> **ABOUT THIS TASK**
What lines in the entries hold the string "trying"? List them.

Dataset entries
PR #215, opened 2017-03-21
Add failing test for resetting replaced modules.

Schoonology:
I think we discussed this case a long time ago, but this test fails when trying to `td.reset` a quibble-replaced module: the test double is still there.

### DIFF
--- a/test/src/replace/index-test.coffee
+++ b/test/src/replace/index-test.coffee
@@ -186,3 +186,7 @@ describe 'td.replace', ->
       describe 'and classes on objects on funcs', ->
         When -> td.when(@lights.brights.prototype.beBright(1)).thenReturn('yow')
         Then -> (new @car.lights.brights).beBright(1) == 'yow'
+
+    describe 'post-reset usage', ->
+      Given -> td.reset()
+      Then -> @car.honk.toString() == "throw 'honk'"


searls:
Ok, before we get started I think we need to disambiguate this, because this test case points out two issues:

1. This test's implied expectation is that `td.reset()` will immediately overwrite the fake things on `this.car`, but my expectation differs, because the `td.replace` mechanism means that the entire `this.car` is fake, and the _real_ car was never loaded, so any reference to `this.car` will continue being fake. I don't think the test _as written_ demonstrates a bug / deviation from my expectations.

2. However, when I tried adding `td.reset(); this.car = require(''../../fixtures/car')`, I _was surprised_, because I would have expected `td.reset()` (which calls `quibble.reset()` to unwind the `Module._load` intercepts and re-enable the cache. 

I suspect you ran into this as a result of test pollution? (i.e. two tests requiring the same module and one getting fakes placed for the purpose of the other?) That seems like what you'd experience if everything above is accurate.

So as a result this does seem like a bug in either td.js or quibble. My expectation is resetting should make it safe to immediately re-require the dependency and get the real, require-cacheable copy of the dependency until/unless it's re-quibbled.

Schoonology:
This is an older test, but it was in a scenario where I had one suite `td.replace`-ing another internal module, and another suite attempting to test that module. The latter suite got the double, and "hilarity" ensued.

The next time I get a chance to look at this type of situation, I'm hoping a pattern around how to guarantee that _re-require_ aspect happens appropriately will emerge. I'm not convinced I had that set up correctly.

searls:
Fixed this in quibble. Was annoying. The end.

searls:
Landed in 2.0.5

Issue #48, opened 2015-11-14
td.explain should work on objects that contain test doubles


searls:
If td.explain is passed an object, it should loop over the functions and, if any test double functions are found, should report some rollup stats (e.g. "my name is this, here are the test doubles, they have X many calls", etc)

Thanks @johnkpaul for the idea!

robwold:
Hi, 
I've been using testdouble all of 1 week, but I ran into this issue on day 1. (I'm enjoying using it though, so thanks for your hard work.) Having checked the source code for `explain` I'd be happy to submit a PR based on the approach quoted above:

- test the `typeof` argument passed to `explain`; 
- if it's an object, check if each of its values is a test double function (or some nested object with a test double function in there somewhere);
- produce a summary report by applying the existing method for `explain` to each test double in turn.

However, in the issues that reference this one, the discussion seems to take place at the level of the interaction between `explain` and "the store", which I wouldn't touch with this approach. So as I've not ventured far into the codebase, and this issue has been open a while, I thought I'd ask before I spent the time writing the code: is there a reason you'd prefer to avoid the rock-dumb approach suggested here, or is there some reason why it wouldn't work that I'm missing?

searls:
Hey @robwold thank you for the offer! To ensure your time is well spent, how about you send a PR with a quick and dirty proof of concept and then we can discuss that before figuring out how to best incorporate and test it (re: other design concerns)

PR #217, opened 2017-03-23
Add example failing test for td.explain(object).

Schoonology:
This is just another random thought, but I found myself instinctively trying the following while test-driving a feature this week:

```
var bag = td.object(['some_method'])
...
td.explain(bag)
```

While it was immediately obvious both that we don't support this behaviour now and that what I wanted was `td.explain(bag.some_method)`, it left me wondering how desirable this behaviour would be. I know it would require substantial changes to the way `explain` and `store` interact. (If it was easier, this PR would include the working feature!)

### DIFF
--- a/test/src/explain-test.coffee
+++ b/test/src/explain-test.coffee
@@ -95,3 +95,17 @@ describe '.explain', ->
       callCount: 0
       description: "This is not a test double."
       isTestDouble: false
+
+  context 'a bag of doubles', ->
+    Given -> @testDouble = td.object(['example'])
+    Then ->
+      console.log @result
+      expect(@result).to.deep.eq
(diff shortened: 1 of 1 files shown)


searls:
We've had this issue logged for a long time. https://github.com/testdouble/testdouble.js/issues/48 

I think it's possible without _too_ much rework. We can be a little deft about it if we just slam these objects/constructors into the store with added references of the test doubles that dangle off of them, and then branch accordingly in `td.explain`. 

It'd be hacky to start storing heterogeneous data into the store so it might make sense to instantiate a second store and read from that one when `td.explain` is a miss on whatever's passed to it.

searls:
Closing as stale

PR #227, opened 2017-04-08
Rollup

searls:
**Not ready to merge**

- [x] smell test seems to work in browsers with `yarn run compile:browser; cat dist/testdouble.js | pbcopy`
- [x] actually make build work
- [x] make unit tests work
- [x] make sure node cjs build is tested via example
- [ ] make sure node es build is tested via example
- [x] make integration tests work
- [ ] make example tests work


searls:
Current issue:

1. Because `process.cwd` was being overwritten with `/` whenever I added `globals()` or `builtins()` which I really don't want for the node.js cjs build (via `es-process`), I decided to branch on whether to include them at all based on whether it was a browser build

2. This actually got me to a passing unit test & browser test build, and only blew up once I got to my webpack example build. 

3. It does causes a bunch of warnings, as you might expect, so I guess I'm doing it wrong?
screen shot 2017-04-08 at 2 47 17 pm

4. It causes a problem with the webpack build because `fs` isn't defined, since webpack is loading the `cjs` build and the runtime lacks `fs`. At runtime it won't hit it, but rollup pulls those require statements to the very top of the build so webpack blows up.
screen shot 2017-04-08 at 2 50 52 pm


To reproduce and help out: `yarn run test:ci`

Taking a break b/c this is a mind-numbing work

searls:
We may still adopt rollup but the build has changed enough that this won't help much

PR #237, opened 2017-05-04
Fix #236; Add another overload and its test

### LINKED ISSUE #236: TypeScript: Better Generic Support for td.object()
Given the following... 

```
import * as td from "testdouble";

class FooBar {
  private _date: Date;
  constructor() {
    this._date = new Date();
  }
  public dateString() {
    return this._date.toString();
  }
}

let fooBarFake = td.object<FooBar>("FooBar" as any);
```

The above code will set `fooBarFake` to FooBar object as expected. TypeScript and `fooBarFake` behaves as I expect too. However, without `as any`, TypeScript will throw the following error...

`'"FooBar"' is not assignable to parameter of 'FooBar'`  

Take *notice* of the quote marks.  Without the generic parameter (`<FooBar>` ), TypeScript `fooBarFake` thinks it of `String` type.

I believe the parameter should not need to be cast as `any` type for the generic parameter to be accepted. 

```
import * as td from "testdouble";

// define FooBar class here

let fooBarFake = td.object<FooBar>("FooBar");
```

*As side note, I generally set TypeScript's `noImplicitAny` setting is to true.*

sgtoj:
Ran `test:typescript` npm script before committing.

### DIFF
--- a/index.d.ts
+++ b/index.d.ts
@@ -20,6 +20,9 @@ export function object<T>(constructor: { new (...args: any[]): T }): DoubledObje
 // When passed array of props
 export function object<Key extends string>(props: Key[]): DoubledObjectWithKey<Key>;
 
+// When passed class or constuctor function name as string value
+export function object<T>(object: string): DoubledObject<T>;
+
 // When passed general object
 export function object<T>(object: T): DoubledObject<T>;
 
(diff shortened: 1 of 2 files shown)


searls:
Once again merging without understanding ✨

Issue #238, opened 2017-05-04
TypeScript: Improve Definition


sgtoj:
List of improvements I believe is needed for the TypeScript definition. I have already started working on this list. Love to hear feedback if you have any.

- [ ] Organize / Restructure  
- [ ] Add JSDoc for all functions
- [ ] Define `td.func()`
- [ ] Add generic types to `td.function()` and `td.func()`
- [ ] Define `td.constructor()`
- [ ] Add to `./test/src/typescript/test.ts` to reflect any additions.

searls:
Any improvements are appreciated. Hey @duluca, you'd suggested helping out with our typescript story, want to look at this?

sgtoj:
Updated OP with the link to the fork and branch.

sgtoj:
PR #239

duluca:
Will review. @sgtoj please lmk if there's anything specific I can help with. I'll leave any comments re: code on the pr

sgtoj:
Disclaimer: I am not the best when it comes to communication so there may be the grammar or typos. I did a quick proof reading before committing. 

The jsdoc comments probably could use some addition or improvement from someone who has more experience with the framework and/or understanding behind the abstractions. Otherwise, it should be ready.

duluca:
Sounds good. Will give it a shake tonight.

albertogasparin:
Sorry to jump in, but with published typings I'm getting an error in VSCode (Typescript 2.3):
```js
const myMock = td.object(['run', 'search']);
td.when(myMock.run()).thenCallback(null);
// Error: Property 'run' does not exist on type 'DoubledObjectWithKey<"run" | "search">'.
```

Is it something this PR is going to solve? Or are you guys not getting this?

searls:
@albertogasparin I suggest you attempt checking out the branch in #239 to find out for yourself

albertogasparin:
Yep, was doing it. In fact, I'm still getting the same error even with the PR typings. Unfortunately I don't have much experience with Typescript, so I'm unable propose a fix

sgtoj:
@albertogasparin I will look in to this issue. Hopefully, I will find a fix, add a test, and submit a new PR.

sgtoj:
I fixed the issue and added a new TS test in #239. @albertogasparin @searls 

![Example](http://i.imgur.com/6MctLeg.png)

albertogasparin:
@sgtoj Worked like a charm, thanks! 
[...]

PR #239, opened 2017-05-04
Improve TS Support

sgtoj:
See #238 for more information.


duluca:
@sgtoj I've started the review, this may be more productive if I sent you a PR to fix some of the grammar stuff, which will also give me a chance run the code and look at how things are fitting together. I'm getting ready for a conference talk for tomorrow. So expect to hear from me again sometime Saturday!

duluca:
@sgtoj @searls not sure if my testing methodology is correct here, but i'm running into an error. I tried to execute `test/src/typescript/test.ts` using `node` after running `tsc` on it to transpile it to a `.js` file. 

Here's the error message that gets thrown when `const bear = td.object<Dog>("Bear");` executes
```

:43:4)
    at Module._compile (module.js:570:32)
    at Object.Module._extensions..js (module.js:579:10)
    at Module.load (module.js:487:32)
    at tryModuleLoad (module.js:446:12)
    at Function.Module._load (module.js:438:3)
    at Module.runMain (module.js:604:10)
```
I then attempted to dig into the `object<T>` declaration and lost the trail with `export type DoubledObject<Subject> = Subject;` I'm unable to find where Subject is defined.

I'm still getting oriented with the code base. Some help and direction would be appreciated.

sgtoj:
@duluca `Subject` is defined as the generic parameter. So... 

```js
(DoubledObject<Subject> = Subject) === (DoubledObject<T> = T)
```

sgtoj:
@duluca I would prefer to use `T`, though.

duluca:
@sgtoj Ah I see, naming generics other than T is usually then when you limit what types can be used by the generic. If you can use any object, T or TObject makes sense. If say, the object must implement an interface called IDocument, then calling it TDocument helps the user understand what's expected. So here I'd recommend going with T or TSubject. However having an ISubject defined would be helpful, if you expect the object to have specific shape. But I also don't get what `DoubledObject<T> = T` accomplishes :)

duluca:
@sgtoj So here `export type DoubledObjectWithKey<T extends string> = { [K in T] };` it is fair, and actually quite helpful to call it TString.

sgtoj:
`DoubledObject<T> = T` was `DoubledObject<Subject> = Subject` before I changed it to be consistent with the rest of the definition. I am not sure what the original author's motivation behind the naming of the types defined at the top.  

Although I normally see single-letter -- T, K, V, etc -- type parameter names, I am open to the idea. 

I just looked where the letters originated. Apparently, this convention is adopted from [Java](http://stackoverflow.com/questions/2900881/generic-type-parameter-naming-convention-for-java-with-multiple-chars) and C#.

searls:
I'm not a Typescript user, but I agree that generic types should use single-letter placeholders like `T` and `K`,`V` as those are overwhelmingly common conventions and point out to users that they are customizable.

The real tricky bit that I would want to accomplish from a type awareness for td.js is for any created test double to have its type inferred or specified such that a compilation failure is triggered until the type is created. Same goes with creating a stubbing which then fails compilation and requires the method be written.

To express this with code, what I want is for it to support a workflow like I would have in Java + Mockito. Here's how that would normally flow

``` java
public void testInvoices() {
  // 1. Write the fake you want
  LoadsPayments loadsPayments = mock(LoadsPayments.class) 
  // 2. get compiler feedback that you need to go define LoadsPayments (e.g. hit ctrl-1 to quick-fix create the type

  // 3. Write a stubbing of the method you want the fake to define
  Payment payment = new Payment()
  when(loadsPayments.load(new Date())).thenReturn([payment])
  // 4. get compiler feedback that `LoadsPayments` needs an instance method `load` with parameters `(Date)`  and return type `Array<Payment>`, prompting me to go create that in a way that my tools can auto-generate for me

  // … rest of test goes here



}
```

This sort of paint-by-numbers approach where writing a single isolated test informs the tooling with what it needs to create all the files/classes for you is a fantastic productivity win, and one that encourages lots of small custom types.

How possible is this going to be with TypeScript?

duluca:
Yeah I saw, that was a great change. And I have more C# experience than I care to admit. Given the same guy invented C# and TypeScript, I think it's fair to carry over the conventions. And naming generics start with a capital T (i.e. TSubject or TString) is similar to how you name interfaces with a capital I (i.e. ISubject). 

K and V are stand-ins for Key and Value. Personally I prefer TKey and TValue.

duluca:
@searls I know that we can do that easily if we rewrite portions of the app in TypeScript, not sure if it can be achieved through type definitions alone. But then the library can be compiled down to JavaScript and continue to used without any notion of TypeScript by consumers, if they choose to.

searls:
I am entirely okay with this

sgtoj:
I am also interested on that project too. May do so work towards it weekend.

duluca:
@sgtoj @searls I've noticed that `yarn test:typescript` merely transpiles the file, doesn't attempt to run it. Thus not an adequate test harness.  
So,
1. We need to implement test script, which will execute the code
2. Fix the test code so `ln 58: td.replace({}, "prop");` doesn't error out
3. Only then can this PR be considered as verified by the CI process

@sgtoj let me know if you need help

sgtoj:
@duluca Sorry... I will review and fix tonight or this weekend. So far, I have already these TS definitions for 2 different work projects; with 2 more in the works. I haven't found any issues yet.

duluca:
In `package.json` the property `"test:typescript"` should look like: `"tsc -p ./test/src/typescript && node ./test/src/typescript/test.js && rm ./test/src/typescript/test.js"`

duluca:
@sgtoj I fixed up test.ts in #259, also updated package.json to actually execute the code. So once the PR can be merged, it'd be great to update this PR from master, so there's a valid CI run against this change.

TODO:
[ ] Update from master once #259 is merged
[ ] Update this PR and make sure CI checks pass

searls:
Ping that #260 is merged -- should this be revisited?

duluca:
@sgtoj do you need help with this?

sgtoj:
I have merged from `upstream master`, fixed one conflict, and fixed one problem pointed out by the test.

sgtoj:
That makes sense. I was very confused too. I will fix.

searls:
@duluca please advise if you would like to merge and what version segment is appropriate to bump

duluca:
@searls It makes sense to me as a patch increment.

> **EXPECTED OUTPUT**
I think we discussed this case a long time ago, but this test fails when trying to `td.reset` a quibble-replaced module: the test double is still there.
This is just another random thought, but I found myself instinctively trying the following while test-driving a feature this week:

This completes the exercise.